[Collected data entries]
**********

PR #2413, opened 2024-06-25
feat: Disabled reason for Tabs

georgylobko:
### Description

### How has this been tested?

<details>

#### Correctness

#### Security

#### Testing

</details>

---


src/tabs/__tests__/tabs.test.tsx
```diff
@@ -752,6 +796,272 @@ describe('Tabs', () => {
...
+              }
+
+              return item;
+            })}
+            activeTabId={firstTabId}
+            onChange={() => void 0}
+          />
+        );
+
+        expect(wrapper.findTabLinkById('second')!.find('span[hidden]')!.getElement()).toHaveTextContent(
```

**********

What the exercise asks:
Please extract exactly, and only, the lines from the line containing "src/tabs/__tests__/tabs.test.tsx" through the last line of the records.

Solution:
src/tabs/__tests__/tabs.test.tsx
```diff
@@ -752,6 +796,272 @@ describe('Tabs', () => {
...
+              }
+
+              return item;
+            })}
+            activeTabId={firstTabId}
+            onChange={() => void 0}
+          />
+        );
+
+        expect(wrapper.findTabLinkById('second')!.find('span[hidden]')!.getElement()).toHaveTextContent(
```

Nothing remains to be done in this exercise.